Use new DataFrames.combine returned column as argument in Julia

318 views Asked by At

I am trying to use DataFrames.combine to chain multiple transformations. The desired final DataFrame is the one below.

using DataFrames, Statistics

df = DataFrame(x = repeat([1], 4))

df_2 = combine(df, 
        :x => sum => :sum_x)

df_2.sqrt_sum_x .= sqrt.(df_2.sum_x)

println(df_2)
#1×2 DataFrame
# Row │ sum_x  sqrt_sum_x 
#     │ Int64  Float64
#─────┼───────────────────
#   1 │     4         2.0

I was wondering if there is any way of achieving the previous result with a single call to combine. E.g. by using the new target_cols :sum_x as a column in the argument (see code below). However, this seems to throw an ArgumentError as it can not find the newly computed :sum_x column.

combine(df, 
        :x => sum => :sum_x,
        :sum_x => sqrt => :sqrt_sum_x)
# ERROR: ArgumentError: column name :sum_x not found in the data frame
1

There are 1 answers

0
Bogumił Kamiński On BEST ANSWER

Currently this is not allowed. The reason is that the order of execution of transformations in combine is undefined. In particular, in some situations these operations are executed in parallel using multi-threading (to improve performance).

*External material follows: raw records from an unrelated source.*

PR #11131, opened 2023-07-09
[significant_drop_tightening] Add #11125 test

### LINKED ISSUE #11125: Incorrect suggestion for significant-drop-tightening
### Summary

I've hit a false positive, or at least a bad suggestion, with the `significant-drop-tightening` lint where a mutex is used in two locations, but Clippy's suggestion doesn't consider the second usage of the locked value.

Initially reported in https://github.com/rust-lang/rust-clippy/issues/9399#issuecomment-1615885088.
/cc @c410-f3r

### Lint Name

significant-drop-tightening

### Reproducer

The related code: 
https://github.com/Thomasdezeeuw/heph/blob/8725fe9ed871f135b7ab87b5969eb1213121a242/inbox/src/lib.rs#L523-L529

For which Clippy suggests:

```
error: temporary with significant `Drop` can be early dropped
   --> inbox/src/lib.rs:523:21
    |
522 |           if let Some(waker) = self.registered_waker.take() {
    |  ___________________________________________________________-
523 | |             let mut sender_wakers = self.channel.sender_wakers.lock().unwrap();
    | |                     ^^^^^^^^^^^^^
524 | |             let idx = sender_wakers.iter().position(|w| w.will_wake(&waker));
525 | |             if let Some(idx) = idx {
...   |
529 | |             }
530 | |         }
    | |_________- temporary `sender_wakers` is currently being dropped at the end of its contained scope
    |
    = note: this might lead to unnecessary resource contention
    = help: for further information visit https://rust-lang.github.io/rust-clippy/master/index.html#significant_drop_tightening
    = note: `-D clippy::significant-drop-tightening` implied by `-D clippy::nursery`
help: merge the temporary construction with its single usage
    |
523 ~
524 +             let idx = self.channel.sender_wakers.lock().unwrap().position(|w| w.will_wake(&waker));
    |
help: remove separated single usage
    |
524 -             let idx = sender_wakers.iter().position(|w| w.will_wake(&waker));
524 +
    |
```

It doesn't seem to realize that `sender_wakers` is used twice, once to iterate over (line 524) and then to mutate it (line 526).

### Version

```text
rustc 1.72.0-nightly (cb80ff132 2023-07-07)
binary: rustc
commit-hash: cb80ff132a0e9aa71529b701427e4e6c243b58df
commit-date: 2023-07-07
release: 1.72.0-nightly
LLVM version: 16.0.5

clippy 0.1.72 (cb80ff1 2023-07-07)
```

### Additional Labels

_No response_

c410-f3r:
Fix #11125

---

changelog: none

### DIFF
--- a/tests/ui/significant_drop_tightening.fixed
+++ b/tests/ui/significant_drop_tightening.fixed
@@ -2,7 +2,15 @@
 
 #![warn(clippy::significant_drop_tightening)]
 
-use std::sync::Mutex;
+use std::{
+    cell::UnsafeCell,
+    mem::{drop as unlock, MaybeUninit},
+    sync::{
+        atomic::{AtomicU64, AtomicUsize},
+        Mutex,
+    },
+    task::Waker,
+};
 
 pub fn complex_return_triggers_the_lint() -> i32 {
     fn foo() -> i32 {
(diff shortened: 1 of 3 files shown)


xFrednet:
r% @blyxyas 

(xFrednet has picked a reviewer for you, use r% to override)

blyxyas (changes requested):
Could you simplify this? We only need `sender_wakers` (or a `Mutex<Vec<Waker>>`), the test doesn't need a lot of the original block to still be effective (e.g. the initial `if` stmt. or `SendValue`)

c410-f3r:
Is it really necessary to trim-down a self-contained use-case provided by a user of this lint?

c410-f3r:
I see. Thank you

blyxyas:
But looking at the current `tests/ui/significant_drop_tightening.rs`, it seems like a simplified test was provided in #11129. I'm not sure how to proceed here.

xFrednet:
> But looking at the current `tests/ui/significant_drop_tightening.rs`, it seems like a simplified test was provided in #11129. I'm not sure how to proceed here.

Is my understanding correct, that this PR only adds a test and that a simpler example of the same problem has been added in  #11129?

If this test doesn't check a different behavior or variant of one, I'd suggest closing the PR. If it's a variant, that checks something slightly different, it would be good to merge it. Merging it either way would not be wrong :)

blyxyas:
Well, I think we'll do an exception this time. @c410-f3r, could you fix the conflicting files

blyxyas:
just a little mini-ping
@c410-f3r

c410-f3r:
Thank you for the heads-up.

Unfortunately, I don't have the motivation to continue pursuing this issue.

PR #11135, opened 2023-07-09
Fix `unwrap_or_else_default` false positive

smoelius:
This PR fixes a false positive in the handling of `unwrap_or_else` with a default value when the value is needed for type inference.

An easy example to exhibit the false positive is the following:
```rust
    let option = None;
    option.unwrap_or_else(Vec::new).push(1);
```
The following code would not compile, because the fact that the value is a `Vec` has been lost:
```rust
    let option = None;
    option.unwrap_or_default().push(1);
```
The fix is to:
- implement a heuristic to tell whether an expression's type can be determined purely from its subexpressions, and the arguments and locals they use;
- apply the heuristic to `unwrap_or_else`'s receiver.

The heuristic returns false when applied to `option` in the above example, but it returns true when applied to `option` in either of the following examples:
```rust
    let option: Option<Vec<u64>> = None;
    option.unwrap_or_else(Vec::new).push(1);
```
```rust
    let option = None::<Vec<u64>>;
    option.unwrap_or_else(Vec::new).push(1);
```

(Aside: https://github.com/rust-lang/rust-clippy/pull/10120 unfairly contained multiple changes in one PR. I am trying to break that PR up into smaller pieces.)

---

changelog: FP: [`unwrap_or_else_default`]: No longer lints if the default value is needed for type inference


Centri3:
Will take a look soon enough ^^

clippy_utils/src/ty/type_certainty/certainty.rs
```diff
@@ -0,0 +1,134 @@
...
+        }
+    }
+
+    pub fn with_def_id(self, def_id: DefId) -> Certainty {
+        match self {
+            Certainty::Uncertain => Certainty::Uncertain,
+            Certainty::Certain(_) => Certainty::Certain(Some(def_id)),
+            Certainty::Contradiction => Certainty::Contradiction,
+        }
+    }
```
Centri3, line 112: nit: I feel like these two should use `if let`/`matches!` instead, since the others are unchanged

clippy_utils/src/ty/type_certainty/mod.rs
```diff
@@ -0,0 +1,310 @@
...
+use rustc_span::{Span, Symbol};
+
+mod certainty;
+use certainty::{join, meet, Certainty, Meet};
+
+pub fn expr_type_is_certain(cx: &LateContext<'_>, expr: &Expr<'_>) -> bool {
+    expr_type_certainty(cx, expr).is_certain()
+}
+
+fn expr_type_certainty(cx: &LateContext<'_>, expr: &Expr<'_>) -> Certainty {
```
Centri3, line 32: nit: I think this could use a `Visitor` instead, though perhaps I'm wrong

clippy_utils/src/ty/type_certainty/mod.rs
```diff
@@ -0,0 +1,310 @@
...
+        return false;
+    };
+
+    let generics = cx.tcx.generics_of(callee_def_id);
+    let fn_sig = cx.tcx.fn_sig(callee_def_id).skip_binder();
+
+    (0..(generics.parent_count + generics.params.len()) as u32).all(|index| {
+        fn_sig.inputs().iter().any(|input_ty| {
+            input_ty.skip_binder().walk().any(|arg| {
+                if let GenericArgKind::Type(ty) = arg.unpack() {
```
Centri3, line 294: We could perhaps use `matches!` here to prevent the `else` branch (like, `matches!(arg.unpack(), GenericArgKind::Type(ty) if ty.is_param(index))`)

clippy_utils/src/ty/type_certainty/mod.rs
```diff
@@ -0,0 +1,310 @@
...
+                    ty.is_param(index)
+                } else {
+                    false
+                }
+            })
+        })
+    })
```
Centri3, line 301: I'm not quite able to suggest something better rn, but this block is quite hard to read.

clippy_utils/src/ty/type_certainty/mod.rs
```diff
@@ -0,0 +1,310 @@
...
+            if let Some(method_def_id) = cx.typeck_results().type_dependent_def_id(expr.hir_id)
+                && let Some(self_ty_def_id) = adt_def_id(self_ty(cx, method_def_id))
+            {
+                receiver_type_certainty = receiver_type_certainty.with_def_id(self_ty_def_id);
+            };
+            let lhs = path_segment_certainty(cx, receiver_type_certainty, method, false);
+            let rhs = if type_is_inferrable_from_arguments(cx, expr) {
+                meet(
+                    std::iter::once(receiver_type_certainty).chain(args.iter().map(|arg| expr_type_certainty(cx, arg))),
+                )
```
Centri3, line 65: nit: This could perhaps use `then` followed by conversion to `Certainty` using `map_or`. Though I'm not sure if that's more readable here.

clippy_utils/src/ty/type_certainty/mod.rs
```diff
@@ -0,0 +1,310 @@
...
+        // - `Option::None::<Vec<u64>>` // certain; parent (i.e., `Option`) is uncertain
+        Res::Def(_, def_id) => {
+            // Checking `res_generics_def_id(..)` before calling `generics_of` avoids an ICE.
+            if cx.tcx.res_generics_def_id(path_segment.res).is_some() {
+                let generics = cx.tcx.generics_of(def_id);
+                let lhs = if (parent_certainty.is_certain() || generics.parent_count == 0) && generics.params.is_empty()
+                {
+                    Certainty::Certain(None)
+                } else {
+                    Certainty::Uncertain
```
Centri3, line 210: nit: This could perhaps use `then` followed by conversion to `Certainty` using `map_or`. Though I'm not sure if that's more readable here.

clippy_utils/src/ty/type_certainty/mod.rs
```diff
@@ -0,0 +1,310 @@
...
+        }
+    }
+}
+
+fn type_certainty(cx: &LateContext<'_>, ty: &hir::Ty<'_>) -> Certainty {
+    // Handle `TyKind::Path` specially so that its `DefId` can be preserved.
+    if let TyKind::Path(qpath) = &ty.kind {
+        qpath_certainty(cx, qpath, true)
+    } else {
+        let mut visitor = CertaintyVisitor::new(cx);
```
Centri3, line 136: nit: Unnecessary `else` branch (afaict?)

clippy_utils/src/ty/type_certainty/mod.rs
```diff
@@ -0,0 +1,310 @@
...
+//!
+//! This is, in some sense, a counterpart to `let_unit_value`'s `expr_needs_inferred_result`.
+//! Intuitively, that function determines whether an expression's type is needed for type inference,
+//! whereas `expr_type_is_certain` determines whether type inference is needed for an expression's
+//! type.
+//!
+//! As a heuristic, `expr_type_is_certain` may produce false negatives, but a false positive should
+//! be considered a bug.
+
+#![allow(clippy::wrong_self_convention)]
```
Centri3, line 14: I don't like bulk-allowing a lint like this, especially one like `wrong_self_convention`. We should probably put this on individual methods instead, as `expect` (PS: Which method is actually triggering it? I can't see any out of the ordinary.)

Centri3 (commented):
This is quite the PR, thanks for taking this on!

clippy_utils/src/ty/type_certainty/mod.rs
smoelius: I'm not sure a visitor would make sense here. When a node has multiple children, the results of the respective recursive calls need to be combined in some way (e.g., `meet`ed or `join`ed). IMHO, visitors are not really good for that sort of situation. This could be a failure of imagination on my part, though.

clippy_utils/src/ty/type_certainty/mod.rs
smoelius: Your point is very well taken. I moved the `.walk().any(...)` code into its own function and added a comment to help explain what this block does.

clippy_utils/src/ty/type_certainty/mod.rs
smoelius: Is this what you had in mind?
```rust
            let rhs = type_is_inferrable_from_arguments(cx, expr)
                .then(|| meet(args.iter().map(|arg| expr_type_certainty(cx, arg))))
                .unwrap_or(Certainty::Uncertain);
```
Do you think it is more clear?

clippy_utils/src/ty/type_certainty/mod.rs
smoelius: Same questions as above (is this what you had in mind and it is more clear?):
```rust
                let lhs = ((parent_certainty.is_certain() || generics.parent_count == 0) && generics.params.is_empty())
                    .then(|| Certainty::Certain(None))
                    .unwrap_or(Certainty::Uncertain);
```

clippy_utils/src/ty/type_certainty/mod.rs
smoelius: I think the `else` is necessary. I expanded the comment preceding the `if` in attempt to better explain why.

clippy_utils/src/ty/type_certainty/mod.rs
smoelius: > Which method is actually triggering it?

AFAICT, none are. (I can't remember why I included this originally.)

smoelius:
> This is quite the PR, thanks for taking this on!

Thank you.

FWIW, I am highly sympathetic to comments like https://github.com/rust-lang/rust-clippy/pull/11135#discussion_r1259168431. Please let me know anything I can do to make the code more clear.

clippy_utils/src/ty/type_certainty/mod.rs
Centri3: Yeah it's not :sweat_smile: let's keep it the way it is.

clippy_utils/src/ty/type_certainty/mod.rs
Centri3: Oh, I meant that you could inline the `else`, like,
```rust
if let TyKind::Path(qpath) = &ty.kind {
    return qpath_certainy(cx, qpath, true)
}

let mut visitor = CertainyVisitor::new(cx);
// etc...
```

Centri3:
Yeah it looks good now :+1:

clippy_utils/src/ty/type_certainty/mod.rs
smoelius: Sorry for misunderstanding. Fixed.

clippy_utils/src/ty/type_certainty/certainty.rs
```diff
@@ -0,0 +1,134 @@
...
+}
+
+impl TryJoin for Option<DefId> {
+    fn try_join(self, other: Self) -> Option<Self> {
+        match (self, other) {
+            (Some(lhs), Some(rhs)) => {
+                if lhs == rhs {
+                    Some(Some(lhs))
```
Centri3, line 46: nit: This is the perfect place to use `then_some`: `(lhs == rhs).then_some(Some(lhs))`

clippy_utils/src/ty/type_certainty/certainty.rs
```diff
@@ -0,0 +1,128 @@
...
+pub trait TryJoin: Sized {
+    fn try_join(self, other: Self) -> Option<Self>;
+}
+
+impl Meet for Option<DefId> {
+    fn meet(self, other: Self) -> Self {
+        match (self, other) {
+            (None, _) | (_, None) => None,
+            (Some(lhs), Some(rhs)) => {
+                if lhs == rhs {
```
Centri3, line 31: Same here as well (`then_some`); missed this one before

Centri3 (approved):
Looks good ^^ Let's just use `then_some` in `meet` then I think this is done :D

smoelius:
> Looks good ^^ Let's just use `then_some` in `meet` then I think this is done :D

Thanks, @Centri3 . Should I squash this one commit?

Centri3:
Yeah if you could squash them that would be great

Centri3:
Thanks! @bors r+

PR #11136, opened 2023-07-10
[`read_line_without_trim`]: detect string literal comparison and `.ends_with()` calls

y21:
This lint now also realizes that a comparison like `s == "foo"` and calls such as `s.ends_with("foo")` will fail if `s` was initialized by a call to `Stdin::read_line` (because of the trailing newline).

changelog: [`read_line_without_trim`]: detect string literal comparison and `.ends_with()` calls

r? @giraffate assigning you because you reviewed #10970 that added this lint, so this is kinda a followup PR ^^

### DIFF
--- a/clippy_lints/src/methods/mod.rs
+++ b/clippy_lints/src/methods/mod.rs
@@ -3420,11 +3420,12 @@ declare_clippy_lint! {
 declare_clippy_lint! {
     /// ### What it does
     /// Looks for calls to [`Stdin::read_line`] to read a line from the standard input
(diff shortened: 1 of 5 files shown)


y21:
wow, this PR is ancient :D

(The first commit is the actual relevant addition, the second one moves some things around which causes the diff to look a bit annoying, so it's probably better reviewed commit-by-commit)

dswij (approved):
Thanks for this! Sorry that the review take awhile.

Can you help to rebase this? I think it's good to merge afterward.

dswij (approved):

PR #11137, opened 2023-07-11
Add test dependencies lock file

oli-obk:
This should make the test suite more reliable. CI and new checkouts do not have a lockfile, so they pick up random new crates. This can cause build breakage and random test failures if someone on crates.io breaks semver accidentally. After this PR there should be no more issues like that.

changelog: use `Cargo.lock` for our test suite's dependencies


flip1995:
I guess this is a good chance to point out https://github.com/rust-lang/rust-clippy/pull/11045?notification_referrer_id=NT_kwDOAJSxB7I2OTEwMjgyMTI1Ojk3NDQ2NDc#issuecomment-1612731666

PR #11350, opened 2023-08-18
[`type_id_on_box`]: lint on any `Box<dyn _>`

### LINKED ISSUE #11349: `type_id_on_box` for supertraits of Any
### What it does

Detect `.type_id()` calls on `Box<dyn Trait>` when `trait Trait: Any {...}`

### Advantage

Less annoying-to-find mistakes on Any traits

### Drawbacks

_No response_

### Example

```rust
use std::any::Any;

trait Test: Any {}

impl Test for i32 {}

fn main() {
    let b: Box<dyn Test> = Box::new(0);
    let ty = b.type_id();
    dbg!(ty);
}
```
[playground link](https://play.rust-lang.org/?version=stable&mode=debug&edition=2021&gist=708cd57949ee5a693d72d76b96509ee8)

y21:
Closes #11349.

It now not only lints when calling `.type_id()` on the type `Box<dyn Any>`, but also on any `Box<dyn Trait>` where `Trait` is a subtrait of `Any`

changelog: FN: [`type_id_on_box`]: lint if `Any` is a sub trait

### DIFF
--- a/tests/ui/type_id_on_box.fixed
+++ b/tests/ui/type_id_on_box.fixed
@@ -22,41 +22,35 @@ fn existential() -> impl Any {
 trait AnySubTrait: Any {}
 impl<T: Any> AnySubTrait for T {}
 
-// `Any` is an indirect supertrait
-trait AnySubSubTrait: AnySubTrait {}
-impl<T: AnySubTrait> AnySubSubTrait for T {}
-
-// This trait mentions `Any` in its predicates, but it is not a subtrait of `Any`.
-trait NormalTrait
-where
-    i32: Any,
-{
-}
-impl<T> NormalTrait for T {}
-
 fn main() {
+    // Don't lint, calling `.type_id()` on a `&dyn Any` does the expected thing
+    let ref_dyn: &dyn Any = &42;
+    let _ = ref_dyn.type_id();
+
     let any_box: Box<dyn Any> = Box::new(0usize);
     let _ = (*any_box).type_id();
-    let _ = TypeId::of::<Box<dyn Any>>(); // Don't lint. We explicitly say "do this instead" if this is intentional
+    //~^ ERROR: calling `.type_id()` on
+
+    // Don't lint. We explicitly say "do this instead" if this is intentional
+    let _ = TypeId::of::<Box<dyn Any>>();
     let _ = (*any_box).type_id();
+
+    // 2 derefs are needed here to get to the `dyn Any`
     let any_box: &Box<dyn Any> = &(Box::new(0usize) as Box<dyn Any>);
-    let _ = (**any_box).type_id(); // 2 derefs are needed here to get to the `dyn Any`
+    let _ = (**any_box).type_id();
+    //~^ ERROR: calling `.type_id()` on
 
     let b = existential();
-    let _ = b.type_id(); // Don't lint.
+    let _ = b.type_id(); // Don't
+
+    let b: Box<dyn AnySubTrait> = Box::new(1);
+    let _ = (*b).type_id();
+    //~^ ERROR: calling `.type_id()` on
 
     let b: SomeBox = Box::new(0usize);
     let _ = (*b).type_id();
+    //~^ ERROR: calling `.type_id()` on
 
     let b = BadBox(Box::new(0usize));
     let _ = b.type_id(); // Don't lint. This is a call to `<BadBox as Any>::type_id`. Not `std::boxed::Box`!
-
-    let b: Box<dyn AnySubTrait> = Box::new(1);
-    let _ = (*b).type_id(); // Lint if calling `type_id` on a `dyn Trait` where `Trait: Any`
-
-    let b: Box<dyn AnySubSubTrait> = Box::new(1);
-    let _ = b.type_id(); // Known FN - Any is not an "immediate" supertrait
-
-    let b: Box<dyn NormalTrait> = Box::new(1);
-    let _ = b.type_id(); // `NormalTrait` does not have `Any` as its supertrait (even though it mentions it in `i32: Any`)
 }
--- a/tests/ui/type_id_on_box.fixed
+++ b/tests/ui/type_id_on_box.fixed
@@ -19,6 +19,21 @@ fn existential() -> impl Any {
     Box::new(1) as Box<dyn Any>
 }
 
+trait AnySubTrait: Any {}
+impl<T: Any> AnySubTrait for T {}
+
+// `Any` is an indirect supertrait
+trait AnySubSubTrait: AnySubTrait {}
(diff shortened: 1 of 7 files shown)


xFrednet:
Let's see if we can revive this PR. @y21 would you mind rebasing on master?

r? @xFrednet

tests/ui/type_id_on_box.fixed
```diff
@@ -19,6 +19,9 @@ fn existential() -> impl Any {
     Box::new(1) as Box<dyn Any>
 }
 
+trait AnySubTrait: Any {}
+impl<T: Any> AnySubTrait for T {}
```
xFrednet, line 23: Can you add a test, where the `Any` trait is down one or two super traits?

I'm also wondering if a combination of generics in the trait declaration can somehow mess this up, but I don't think so.

xFrednet (commented):
The implementation looks good to me. I have one small comment and then it should be good to go :)

tests/ui/type_id_on_box.fixed
y21: Looks like it currently doesn't lint in that case. Should we? I'm not sure if we'd need to be a bit more careful when recursively checking them to not stack overflow or something like that to avoid cycles, specially when there are generics involved like you said. But I also can't really come up with a case that could run into that (and not get rejected by the compiler first). Leaving it as a FN would be safe I think, but I could also try it if you want that implemented

xFrednet: Based on the implementation, I didn't expect it to work. I mainly wanted to confirm my suspicion. Having a test that just confirms this FN with a command seems all right to me. 

Now that I'm thinking about it, is there a reason, why we can't *simply* check if the inner type implements the `Any` trait? (I haven't looked at the implementation for this comment, so sorry if I missed something obvious)

y21: What's the inner type? The type that the user is calling `.type_id()` on? I don't think it would work. `Any` is also implemented `&dyn Any`. So I think we would also lint on the following code, which doesn't have the issue this lint looks for
```rs
let x: &dyn Any = &1;
assert_eq!(x.type_id(), TypeId::of::<i32>()); // works as expected
```

It's more of an issue with method resolution.

I think this lint has a bit of an unfortunate name. As far as I understand it, this happens when calling `.type_id()` on *anything* that isn't `&dyn Any`.
`.type_id()` on  `Rc<dyn Any>` has the same issue. It might make sense to just rename this lint in a followup?

xFrednet: Yeah, the name is a bit unfortunate, renaming it in a followup PR sounds good to me, you can `r? me` if you want.

> What's the inner type?

I meant the generic type. So first look for `Box<&dyn SomethingTrait>` and then get the `&dyn SomethingTrait` from the generics of `Box` and check if `&dyn SomethingTrait` implements `Any`

That shouldn't lint the code example you gave in your comment, but correctly detect these lint cases right?

y21: Oh I see what you mean now. Well, we would lint on `Box<i32>` then, but I guess we can first check if its also `dyn`. Then that sounds like it could work

y21: (I assume you meant `Box<dyn>` not `Box<&dyn>`, since the latter isn't really useful to have anyway)

Now implementing it, it does however mean that we would lint on this test case I added:

https://github.com/rust-lang/rust-clippy/blob/37be3e4dd5ec4aa11959f9fd24d1c1dc53da44bd/tests/ui/type_id_on_box.rs#L60-L61

Since `dyn NormalTrait: Any` (since it is implemented for anything), but it's not a subtrait. I suppose that might still be worth linting even if it isn't a subtrait. I don't really have strong feelings about it, we could do it like that and forget about subtraits.

xFrednet: > (I assume you meant Box<dyn> not Box<&dyn>, since the latter isn't really useful to have anyway)

Your assumption is correct.

Hmm, I sadly haven't used `Any` before, so I'm not sure what the correct behavior should be. But if `Any` is implemented for anything, it feels weird to restrict it only to lint `dyn Trait` things, which have it explicitly as a super trait.

Do we maybe want to ask on Zulip if someone has experience with `Any`? Otherwise, I think it's okay to merge the current version. Since this is an warn-by-default lint it's better to have FNs over FPs

y21: I also did a lintcheck run on the top 200 crates and it found one match in ahash:

https://docs.rs/ahash/latest/src/ahash/random_state.rs.html#192

As far as I can tell, I *think* (though I could be wrong, hard to tell in the docs.rs web view) the lint is correct that this is suspicious, that `.type_id() != TypeId::of::<&DefaultRandomSource>()` should always return `true`.

Given this, I would say it makes sense to do it how you suggested, but I can also ask on zulip

y21: Ah, one thing that I missed is that we *do* still need to check if `Any` is a supertrait for the suggestion that we are making.

For some random `Box<dyn Trait>` (where `dyn Trait` implements `Any`), the suggestion to dereference it first and then call `type_id` is not valid (as in, doesn't do what you would expect). It only works when `Any` is explicitly a supertrait because only then is it also put in the vtable.

That is, this is not valid 
```rs
trait Trait {} // Not `: Any`
impl Trait for i32 {}

let b = Box::new(42i32) as Box<dyn Trait>;
assert_eq!((*b).type_id(), TypeId::of::<i32>()); // fails
```
but when  `: Any` is added to the trait definition the assertion passes.

-----

So I think for this we can use the existing function that is in the PR currently but only use it for adding a suggestion. We could still lint w/o a suggestion if that function has false negatives (like when `Any` is not directly a supertrait). Does that make sense to you?

y21: Alright, done. As mentioned on Zulip, checking with `implements_trait` is redundant, since any `dyn Trait` automatically implements `Any` because of its blanket impl, so it would always be true. So we now simply lint when calling `.type_id()` on any `Box<dyn Trait>`. I also updated the lint documentation to to reflect this.

And as mentioned, the suggestion to dereference the box only makes sense when the `Any` supertrait exists (for example in ahash's case it doesn't), so we still use the old logic for that

xFrednet (approved):

xFrednet:
This version looks good to me, thank you for also updating the lint description. I like these changes. It looks like the suggestion good some support on Zulip, if something comes up, we can just create a followup.

Thank you!

@bors r+

y21:
> It looks like the suggestion good some support on Zulip, if something comes up, we can just create a followup.

I cant quite parse this sentence, can you rephrase that ? "Could have some support"?

PR #11358, opened 2023-08-19
Rename incorrect_impls to non_canonical_impls, move them to warn by default

Alexendoo:
The wording/category of these feel too strong to me, I would expect most of the time it's linting the implementations aren't going to be *incorrect*, just unnecessary

changelog: rename `incorrect_clone_impl_on_copy_type` to [`non_canonical_clone_impl`]
changelog: rename `incorrect_partial_ord_impl_on_ord_type` to [`non_canonical_partial_ord_impl`]
changelog: Move [`non_canonical_clone_impl`], [`non_canonical_partial_ord_impl`] to suspicious


Jarcho:
Both of the lints are checking the function body for the most obvious implementation so the name and lint category are both justified.

Alexendoo:
(added a note mentioning that it's a requirement for `Clone`/`Copy` and `Ord`/`PartialOrd` to be consistent)

Not being the most obvious implementation doesn't make them incorrect, the [before example](https://rust-lang.github.io/rust-clippy/master/index.html#/incorrect_clone_impl_on_copy_type) in `incorrect_clone_impl_on_copy_type` is correct, just not in our canonical form

Jarcho:
The lint on `PartialOrd` really would be better as `suspicious`. Assuming the impl is correct now, it's still something which could drift in the future when something changes.

`manual_clone_impl_on_copy_type` also doesn't really make sense as a name when `expl_impl_clone_on_copy` is already a lint. `non_canonical_clone_impl` would be a better name for what's actually happening.

Alexendoo:
Whoops, apparently if you forget to commit your changes and push a commit equal to the target branch it'll close the PR for you

Jarcho:
Yay, more perplexing behaviour from github!

@bors r+

Jarcho:
Looks like you need to re-bless the tests. Should also change the error message which still mentions that it's an incorrect impl.

Alexendoo:
I do after rebasing 🤷

Jarcho:
One more time. @bors r+

sfackler:
It looks like this missed the 1.73.0 release?

Alexendoo:
Yeah, it's still `incorrect_...` on 1.73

Additionally such operation could potentially be problematic in interpretation for example if you would have written:

combine(df, 
        :x => sum => :sum_x,
        [:x, :sum_x] => (+) => :x_plus_sum_x)

then in transformation:

[:x, :sum_x] => + => :x_plus_sum_x

:x would come from the source data frame df (and have 4 elements), while :sum_x would come from "yet not existent" target data frame (and have 1 element). Technically it would be possible to make it work, but we considered that this could be confusing.